#### EXERCISE OBJECTIVE:
Word for word, restate the entries that follow.

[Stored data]

PR #350, opened 2019-01-30
Email notifications

dolgopolovwork:
### Description of the Change
Notifications - is a standalone service dedicated to email notifications. It listens to Iroha blocks and notifies clients if deposit or withdrawal event occurred. We assume that client email is set by himself and stored in account details. 
We also need an SMTP server in order to make this service functioning. SMTP configurations are hidden from VCS since it holds SMTP credentials. But you can use [mailtrap.io](http://mailtrap.io) services for testing purposes(or just ask me, because I've already got mailtrap credentials).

#### EXERCISE RESULT:
PR #350, opened 2019-01-30
Email notifications

dolgopolovwork:
### Description of the Change
Notifications - is a standalone service dedicated to email notifications. It listens to Iroha blocks and notifies clients if deposit or withdrawal event occurred. We assume that client email is set by himself and stored in account details. 
We also need an SMTP server in order to make this service functioning. SMTP configurations are hidden from VCS since it holds SMTP credentials. But you can use [mailtrap.io](http://mailtrap.io) services for testing purposes(or just ask me, because I've already got mailtrap credentials).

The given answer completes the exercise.